■ **YOUR INSTRUCTIONS**:
Read the records below. Copy each line where the string "github" occurs.

■ **TASK INPUT**:
PR #2080, opened 2026-07-29
Minor improvements to type checking and pre-commit configuration

TheEvilSkeleton:
See commits.

In future, I would like to use MyPy with [`--strict`](https://mypy.readthedocs.io/en/stable/command_line.html#cmdoption-mypy-strict) to force type checking throughout Python.

### DIFF
--- a/.github/workflows/main.yml
+++ b/.github/workflows/main.yml
@@ -21,7 +21,7 @@ jobs:
     permissions:
       packages: write
     with:
-      image: xdg-desktop-portal-checks:2026-07-07.1
+      image: xdg-desktop-portal-checks:2026-07-30.1
       containerfile: containerfiles/check.containerfile
 
   build-and-test:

■ **RESPONSE TO THIS EXERCISE**:
--- a/.github/workflows/main.yml
+++ b/.github/workflows/main.yml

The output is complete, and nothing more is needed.